Coolermaster Trigger Mechanical Gaming Keyboard Review
The CoolerMaster Storm is a grey, serious looking keyboard imitating a high tech militaristic theme. The grey surface of the keyboard is strong plastic, with a metallic plate beneath the keys and a “rubberized” black edge. It is the rubberized surfaces which give the Trigger an extraordinary feeling; however, they are not actually coated with rubber as CoolerMaster suggests but corona treated plastic, which is a good thing as the life expectancy of a corona treated surface is excellent.
Five macro keys can be seen towards the right edge of the keyboard. These keys can be programmed through the keyboard’s software to perform any keys sequence and/or other actions. Unfortunately, although the software does support profiles, you cannot change between profiles “on-the-fly” as with several other gaming keyboards. The innovative part is that the macro functions are now stored inside the 64KB memory of the keyboard itself, allowing their immediate use each time the system powers on.
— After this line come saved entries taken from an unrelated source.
PR #2582, opened 2026-09-10
fix(consensus): resume a deferred end-of-epoch on the periodic tick

### LINKED ISSUE #2581: Deferred end-of-epoch resume waits for the whole base-layer catch-up, not for the epoch it needs
A validator that defers its end-of-epoch processing waits for a signal that only arrives when its entire base-layer catch-up finishes, even though the data it is waiting for landed much earlier. It sits out the new epoch for the remainder of the scan.

This was noted during the review of #2572 and deliberately left out of scope there.

## The chain

1. `process_end_of_epoch` (`crates/consensus/src/hotstuff/on_receive_local_proposal.rs:539-557`) needs `get_epoch_hash(next_epoch)` to assign the next epoch's committee. If the local oracle has not activated that epoch yet, it stores a `PendingEndOfEpoch` and returns — no next-epoch genesis, no `lock_epoch`.
2. The retry is `try_resume_pending_end_of_epoch`, called at commit time (`worker.rs:749`) and from `on_epoch_manager_event` on `EpochManagerEvent::EpochChanged` (`worker.rs:786`).
3. That event is published from exactly one place: `on_scanning_complete` (`epoch_manager/src/service/epoch_manager_service.rs:342`).
4. `on_scanning_complete` runs on `EpochEvent::DoneForNow`, which the base-layer oracle emits only when the scan has reached the lagged tip (`epoch_oracles/src/base_layer/oracle.rs:536`) or when there was no progress at all (`:242`). A multi-batch catch-up emits nothing until the last batch.

The mismatch is that the *data* the deferral waits on is written far earlier than the *notification* that triggers the retry. `activate_epoch` -> `insert_current_epoch` writes the `epochs` row as soon as the queued `EpochChanged` for that epoch is applied, which during a catch-up happens between batches. The row is there; nothing tells consensus to look.

## Impact

Since #2572 a lagging node votes for the `EndEpoch` off an observed boundary, so it now commits the EOE promptly — which makes this the normal path rather than a rare one, and moves the cost from the committee to the node itself. Between committing the EOE and the end of its catch-up the node has no genesis in the new epoch: it cannot propose or vote there, and it is not on the leaf its peers are building on, despite being current on consensus and holding the epoch row it needs.

Batches are up to 1000 headers, so the wait scales with how far behind the scanner is, not with how far behind consensus is.

## Options

- **Retry on the data, not the event.** The resume condition is a single DB read. Re-checking a pending EOE on the existing block cadence (or on each applied `EpochChanged`, before `on_scanning_complete`) would resume within one batch instead of one catch-up.
- **Publish the epoch activation separately from scan completion.** `activate_epoch` knows the epoch became available; `on_scanning_complete` currently batches that into one event per scan via `has_epoch_changed`. A narrower "epoch N is now available" signal would let consensus react without waiting for `DoneForNow`. Worth weighing against the churn during a long catch-up, where each activation already reassigns committees and clears the committee cache.

The first is the smaller change and needs no new event.

## Related

Deferring `lock_epoch(next_epoch)` to the resume also widens the window in which `activate_epoch`'s self-healing hash correction could store a hash other than the one the committee committed and the genesis will be stamped with. It needs a reorg landing between the queued activation and the resume, so it does not look reachable in practice, but shortening the deferral shortens that window too.

sdbondi:
Fixes #2581.

## Problem

`process_end_of_epoch` defers when the local oracle has not yet observed `next_epoch`, and the retry was driven by `EpochManagerEvent::EpochChanged`. That event is published from exactly one place — `on_scanning_complete`, on `EpochEvent::DoneForNow` — which the base-layer oracle emits only when the scan reaches the lagged tip. A multi-batch catch-up emits nothing until the last batch.

The data the deferral waits on is written far earlier: `activate_epoch` writes the epoch row, assigns the validator set and clears the committee cache as soon as the queued `EpochChanged` for that epoch is applied, which during a catch-up happens between batches. The row is there; nothing told consensus to look.

Since #2572 a lagging node votes for the `EndEpoch` off an observed boundary and commits the EOE promptly, making this the normal path. Between committing the EOE and finishing its scan the node has no genesis in the new epoch — it cannot propose or vote there, and is not on the leaf its peers are building on. The wait scales with the scanner's lag (batches are up to 1000 headers), not with consensus lag.

## Change

Retry on the data, not the event (option 1 in the issue): the worker polls `try_resume_pending_end_of_epoch` on its existing 10s periodic tick, so a deferred EOE resumes within one batch instead of one catch-up. The `EpochChanged` and startup retries are unchanged; the shared check/log/propagate is factored into one worker helper.

No new event, no epoch-manager change. Resume errors (`NeedsSync`, `NotRegisteredForCurrentEpoch`) propagate from the tick exactly as they did from the event arm.

### DIFF
--- a/crates/consensus/src/hotstuff/on_receive_local_proposal.rs
+++ b/crates/consensus/src/hotstuff/on_receive_local_proposal.rs
@@ -85,15 +85,6 @@ pub struct OnReceiveLocalProposalHandler<TConsensusSpec: ConsensusSpec> {
     pending_end_of_epoch: Option<PendingEndOfEpoch>,
 }
 
-/// Whether `process_end_of_epoch` was entered from the commit that produced the EOE or from a
-/// retry of a deferral. Only the caller can tell: the retry takes the pending state before
-/// re-entering, so the callee sees an empty slot either way.
-#[derive(Debug, Clone, Copy, PartialEq, Eq)]
-enum IsRetry {
-    No,
-    Yes,
-}
-
 #[derive(Debug, Clone)]
 struct PendingEndOfEpoch {
     eoe_block: Block,
@@ -500,7 +491,7 @@ impl<TConsensusSpec: ConsensusSpec> OnReceiveLocalProposalHandler<TConsensusSpec
             // genesis state.
             let commit_qc = valid_block.justify().clone();
             let next_genesis_state_merkle_root = *valid_block.block().state_merkle_root();
-            self.process_end_of_epoch(eoe_block, commit_qc, next_genesis_state_merkle_root, IsRetry::No)
+            self.process_end_of_epoch(eoe_block, commit_qc, next_genesis_state_merkle_root)
                 .await?;
         }
 
@@ -520,7 +511,6 @@ impl<TConsensusSpec: ConsensusSpec> OnReceiveLocalProposalHandler<TConsensusSpec
         eoe_block: Block,
         commit_qc: ProposalCertificate,
         next_genesis_state_merkle_root: FixedHash,
-        is_retry: IsRetry,
     ) -> Result<(), HotStuffError> {
         let _timer = TraceTimer::debug(LOG_TARGET, "process-end-of-epoch");
         let prev_epoch = eoe_block.epoch();
@@ -553,23 +543,12 @@ impl<TConsensusSpec: ConsensusSpec> OnReceiveLocalProposalHandler<TConsensusSpec
             .optional()?
             .is_none()
         {
-            // Only the caller knows whether this is the first defer or a retry finding the oracle
-            // still behind — the pending state is taken before the retry re-enters here, so it
-            // cannot be read off `self`. Retries run on a tick for the length of the catch-up, so
-            // only the first defer is news.
-            match is_retry {
-                IsRetry::No => warn!(
-                    target: LOG_TARGET,
-                    "⏳ EOE block {} committed but local oracle has not observed {next_epoch}. \
-                     Deferring next-epoch genesis until oracle catches up.",
-                    eoe_block.id()
-                ),
-                IsRetry::Yes => debug!(
-                    target: LOG_TARGET,
-                    "⏳ EOE block {} still deferred: local oracle has not observed {next_epoch}.",
-                    eoe_block.id()
-                ),
-            }
+            warn!(
+                target: LOG_TARGET,
+                "⏳ EOE block {} committed but local oracle has not observed {next_epoch}. \
+                 Deferring next-epoch genesis until oracle catches up.",
+                eoe_block.id()
+            );
             self.pending_end_of_epoch = Some(PendingEndOfEpoch {
                 eoe_block,
                 commit_qc,
@@ -716,7 +695,6 @@ impl<TConsensusSpec: ConsensusSpec> OnReceiveLocalProposalHandler<TConsensusSpec
             pending.eoe_block,
             pending.commit_qc,
             pending.next_genesis_state_merkle_root,
-            IsRetry::Yes,
         )
         .await?;
         Ok(true)
--- a/crates/consensus/src/hotstuff/on_receive_local_proposal.rs
+++ b/crates/consensus/src/hotstuff/on_receive_local_proposal.rs
@@ -534,8 +534,8 @@ impl<TConsensusSpec: ConsensusSpec> OnReceiveLocalProposalHandler<TConsensusSpec
 
         // We still need the local oracle to have observed `next_epoch` to assign its committee /
         // validator set. If it has not yet (rare, given the base-layer scan lag keeps the boundary
-        // block buried), defer; `try_resume_pending_end_of_epoch` retries from `on_epoch_manager_event`
-        // or worker startup.
+        // block buried), defer; the worker retries `try_resume_pending_end_of_epoch` on its periodic
+        // tick, on `EpochManagerEvent::EpochChanged` and at startup.
         if self
             .epoch_manager
             .get_epoch_hash(next_epoch)
@@ -677,9 +677,9 @@ impl<TConsensusSpec: ConsensusSpec> OnReceiveLocalProposalHandler<TConsensusSpec
         self.pending_end_of_epoch.is_some()
     }
 
-    /// Retry deferred end-of-epoch processing. Called by the worker when the local oracle
-    /// observes the new epoch (via `EpochManagerEvent::EpochChanged`). If the oracle is still
-    /// not ready, `process_end_of_epoch` will re-defer.
+    /// Retry deferred end-of-epoch processing. The worker polls this so that the resume happens
+    /// as soon as the oracle has written the epoch row, without waiting for the base-layer scan
+    /// to finish. If the oracle is still not ready, `process_end_of_epoch` will re-defer.
     pub async fn try_resume_pending_end_of_epoch(&mut self) -> Result<bool, HotStuffError> {
         let Some(pending) = self.pending_end_of_epoch.take() else {
             return Ok(false);
--- a/crates/consensus/src/hotstuff/on_receive_local_proposal.rs
+++ b/crates/consensus/src/hotstuff/on_receive_local_proposal.rs
@@ -85,6 +85,15 @@ pub struct OnReceiveLocalProposalHandler<TConsensusSpec: ConsensusSpec> {
     pending_end_of_epoch: Option<PendingEndOfEpoch>,
 }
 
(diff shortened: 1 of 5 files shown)


sdbondi (commented):
Makes sense, waiting on regression test

sdbondi (commented):
Reviewed at e573e80. Nothing blocking.

The invariant the change rests on holds, and it is worth stating because polling the row is only safe if it does: `activate_epoch` writes the epoch row, runs `assign_validators_for_epoch` and clears the committee cache in one awaited call inside the epoch manager's event branch (`epoch_manager_service.rs:298-305`), and the service handles requests only between events — so no `GetEpochHash` can observe the row without the assignment behind it. That matters because `process_end_of_epoch` reaches for `get_num_committees(next_epoch)` and `get_our_validator_node(next_epoch)` immediately after the check it polls on, and those read the assignment.

Also verified: the re-defer round-trips (the handler `take`s the pending state and the defer branch re-stores it, `on_receive_local_proposal.rs:556`); the tick path not setting `next_epoch` is harmless, since `next_epoch` only gates `can_propose_epoch_end` (`worker.rs:1012`), i.e. proposing the *following* EOE, which needs an event regardless; and the description's claim about error propagation is accurate — the arm this mirrors (`Ok(event) = epoch_manager_events.recv()`, `worker.rs:466`) is also a bare `?`, so `NeedsSync` and `NotRegisteredForCurrentEpoch` reach `Running::on_enter` the same way. Both differ from the other fallible arms in skipping `on_failure`, but that is pre-existing and consistent with what was copied.

I traced the consensus test against the base branch rather than trusting its docstring, and it does fail without the change: the harness publishes `EpochManagerEvent::EpochChanged` only from `set_current_epoch` (`support/epoch_manager.rs:157`), `clear_oracle_visible_epoch` publishes nothing, and taking the node offline before clearing closes the probe→`NeedsSync`→sync route that would otherwise decide the outcome. Without the tick there is no third retry, so `wait_for_leaf_at_epoch` times out. The harness `get_observed_epoch_hash` mirrors production precedence correctly.

## Non-blocking

**1. Both log lines were written for a one-shot and are now a poll.** `on_receive_local_proposal.rs:549` warns "⏳ EOE block … Deferring next-epoch genesis until oracle catches up" and `:692` logs "▶️ Resuming deferred end-of-epoch processing" at info. With the retry on a 10s tick, a node deferring across a long catch-up emits both every 10 seconds for the whole scan — roughly 180 warn-level lines for a 30-minute catch-up, all identical, during exactly the incident an operator would be reading the log to understand. Worth logging the defer only when the pending state is newly set (it is `None` on entry to the defer branch in the first-defer case and `Some` on a re-defer, so the distinction is already available), and dropping the repeat resume line to debug.

**2. The tick arm resumes before it ticks.** `worker.rs:521` runs the resume, then `:523` runs `on_task_tick(&epoch_state)` with the `epoch_state` captured at the top of the iteration. A successful resume ends in `pacemaker.set_epoch(next_epoch)` (`on_receive_local_proposal.rs:641`), so that `on_task_tick` re-requests timed-out foreign proposals against `local_committee_info()` for the epoch the node has just left; `epoch_state` is only refreshed at the top of the next iteration (`worker.rs:427`). Swapping the two statements avoids it for nothing.

## Nit

The new oracle test's doc (`epoch_oracles/src/base_layer/oracle.rs:1431-1439`) explains both halves of the ordering — the oracle's per-batch `EpochChanged` and the epoch manager publishing only from `on_scanning_complete` — but the test asserts only the first. That is the half that lives in this crate, so it is the right scope; the second half is context, and someone reading the assertions will not find it guarded here. Worth a word saying so, since it is the half a future change would most likely move.

sdbondi (commented):
_Posted by Claude._

Re-reviewed 3b82ad3. The tick reordering and the test-doc note are right; the log change does not do what it says.

## Blocking

**The re-defer branch is unreachable, so the warn still fires every tick.** `on_receive_local_proposal.rs:551` distinguishes first defer from re-defer with `if self.pending_end_of_epoch.is_none()`, but the retry path clears that field before it gets there: `try_resume_pending_end_of_epoch` does `let Some(pending) = self.pending_end_of_epoch.take()` (`:697`) and only then calls `process_end_of_epoch`. So the field is `None` on every entry to the defer branch — the commit path (nothing pending yet) and the retry path (just taken) alike. `warn!` fires on all of them and the `debug!` arm at `:558` is dead code.

Grepped every mutation of the field to be sure there is no third path: `:138` init, `:565` the defer branch itself, `:682` `set_pending_end_of_epoch`, `:697` the take. The startup recovery route also ends in a `take()` before `process_end_of_epoch` runs, so it lands the same way.

The state that distinguishes the two cases lives in the caller, not the callee. Either pass it down (`process_end_of_epoch(..., is_retry: bool)`), or move the log out to the two call sites — the commit path warns, `try_resume_pending_end_of_epoch` debugs — which also removes the need for the callee to reason about how it was reached.

## Verified

`worker.rs:517-528` now runs `on_task_tick` before the resume, so a resume that ends in `pacemaker.set_epoch` no longer leaves the same tick re-requesting foreign proposals against the committee of the epoch just left. The added comment states the reason rather than the change.

`try_resume_pending_end_of_epoch`'s own line is now `debug!` and reworded to "Attempting", which is accurate — it logs before knowing whether the resume will succeed or re-defer.

## Nit

The new paragraph at `epoch_oracles/src/base_layer/oracle.rs:1440-1444` says the epoch manager's publish-on-`DoneForNow` side is "guarded by `epoch_change_deferred_eoe_resumes_without_scan_completion` in `consensus_tests`". That test runs against `TestEpochManager`, which publishes only from `set_current_epoch` and never exercises `EpochManagerService::on_scanning_complete` — so it guards the consequence (a deferred EOE resumes without a scan-completion event) but not the publishing policy. Change `on_scanning_complete` to publish per activation and no test in either crate fails. Worth saying which of the two it pins.

crates/consensus/src/hotstuff/on_receive_local_proposal.rs
```diff
@@ -546,21 +556,22 @@ impl<TConsensusSpec: ConsensusSpec> OnReceiveLocalProposalHandler<TConsensusSpec
...
         {
-            // A re-defer means a retry found the oracle still behind, which happens on every tick for
-            // the length of the catch-up. Only the first defer is news; the rest are the same line.
-            if self.pending_end_of_epoch.is_none() {
-                warn!(
+            // Only the caller knows whether this is the first defer or a retry finding the oracle
+            // still behind — the pending state is taken before the retry re-enters here, so it
+            // cannot be read off `self`. Retries run on a tick for the length of the catch-up, so
+            // only the first defer is news.
+            match is_retry {
```
sdbondi: New single use enum just for a log level? just keep the warn on retries

sdbondi: _Posted by Claude._

Agreed, and already reverted in 4cb3c247b (force-pushed after this thread was written, so it is against the stale commit). The defer branch is back to the unconditional `warn!` and the enum is gone. A node deferring across a long catch-up repeats the warning, which is fine — it is an ongoing degraded state.

Only the line that needed no plumbing kept its change: `try_resume_pending_end_of_epoch`'s own line is `debug!` and says "Attempting", since it fires before the outcome is known.

sdbondi (commented):
_Posted by Claude._

Re-reviewed 4cb3c24. Nothing outstanding from me.

Dropping `IsRetry` resolves what I raised, just not the way I proposed, and the reasoning holds: a node deferring across a catch-up is in an ongoing degraded state, and repeating the warning is a reasonable way to say so. What I actually objected to was the dead `debug!` arm and a commit claiming a quietening it did not deliver — both are gone, and the code no longer claims anything it does not do. The per-attempt line stays at `debug!`, which was the half that needed no plumbing. `use log::*` in that file, so dropping the `info!` leaves no unused import.

I checked the force-push rather than assuming it was a clean rebase: against the current base (`77f172a`) the branch is exactly its five commits over five files, with none of `CLAUDE.md`, `SECURITY.md` or the other newly-merged base content appearing in the PR's own diff. The production hunks are byte-identical to what I reviewed at `e573e80` and `3b82ad3`, so the earlier verification still stands — in particular the invariant the change rests on: `activate_epoch` writes the epoch row, assigns validators and clears the committee cache in one awaited call, so a poll that sees the row cannot race ahead of the assignment `process_end_of_epoch` needs immediately after.

CI on this head: everything green except `integration test`, still running. All three `test` shards pass, which is where `epoch_change_deferred_eoe_resumes_without_scan_completion` runs.

I cannot approve my own PR (GitHub refuses `addPullRequestReview` with APPROVE), so this needs another maintainer.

CoolerMaster replaced the Windows keys with keys featuring their Storm series logo. The key serves the same function but can also be used to access secondary controls through the F keys, as described below.
The F keys offer a variety of other controls as well. By holding down the ex-Windows key and pressing the corresponding F key, the user has control over the keyboard’s lighting, common multimedia actions (Pause, Stop, Play, FB and FF) and volume (Mute, volume up and volume down).
CoolerMaster placed six large anti-skid pads beneath the keyboard. Given the keyboard’s weight and the quality of the pads, it is next to impossible to unwillingly move the keyboard while it is sitting on a desk.
The micro USB connector for the USB cable can be found at the rear of the keyboard. Next to it CoolerMaster installed a small two USB 2.0 port hub, allowing the connection of low power equipment and peripherals. In order to use power hungry devices such as external disk drives, CoolerMaster installed a common 5V DC connector but there is no AC to DC adapter included with the keyboard.